*** Block opens ***

PR #61, opened 2019-07-31
Update config

oliver-sanders:
The jupyterhub_config no-longer works for us as the relative path seems to be causing issues, switch to using an absolute path (calculated from the relative path).

* Relative -> absolute path
* Tidy config file (comments get out of date, we can get commented lines back by re-generating the file)
* Fix README


oliver-sanders:
Need to move the SVG to a file in cylc-ui.

kinow:
Yup. Let's do that after this one gets merged :)

sadielbartholomew:
> Tidy config file

:+1: for that, I would prefer to add in such comments as necessary if they are relevant or useful to our needs, rather than dumping everything that might be so just in case.

kinow:
>+1 for that, I would prefer to add in such comments as necessary if they are relevant or useful to our needs, rather than dumping everything that might be so just in case.

I think that's the idea in #47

*** Block closes ***

TO DO ▸ Among the lines above, find those that contain the word "than" and copy them.

SOLUTION ▸
:+1: for that, I would prefer to add in such comments as necessary if they are relevant or useful to our needs, rather than dumping everything that might be so just in case.
>+1 for that, I would prefer to add in such comments as necessary if they are relevant or useful to our needs, rather than dumping everything that might be so just in case.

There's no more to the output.